(Beginning of SUPPLIED DATA)

PR #11216, opened 2025-02-07
Use REST API to trigger RTD build.

trivialfis:
This PR uses the REST API for RTD to trigger document build for branches in XGBoost's main repo.

It relies on a private key to trigger the build. However, there's no straightforward way to read GitHub secrets for PRs due to security concerns, the trigger happens only for the main repo's branches. PR will continue to have documents missing.

For branches in the main repo, the document is built twice for now, once due to automatic webhook, and another one due to the CI trigger.

Yes, this is quite hacky.

Extracted from https://github.com/dmlc/xgboost/pull/11166 for easier review. Some additional notes are in that PR.

### DIFF
--- a/.github/workflows/freebsd.yml
+++ b/.github/workflows/freebsd.yml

(End of SUPPLIED DATA)

» YOUR OBJECTIVE
Every entry above, from first to last, should be repeated exactly.

» TASK RESPONSE
PR #11216, opened 2025-02-07
Use REST API to trigger RTD build.

trivialfis:
This PR uses the REST API for RTD to trigger document build for branches in XGBoost's main repo.

It relies on a private key to trigger the build. However, there's no straightforward way to read GitHub secrets for PRs due to security concerns, the trigger happens only for the main repo's branches. PR will continue to have documents missing.

For branches in the main repo, the document is built twice for now, once due to automatic webhook, and another one due to the CI trigger.

Yes, this is quite hacky.

Extracted from https://github.com/dmlc/xgboost/pull/11166 for easier review. Some additional notes are in that PR.

### DIFF
--- a/.github/workflows/freebsd.yml
+++ b/.github/workflows/freebsd.yml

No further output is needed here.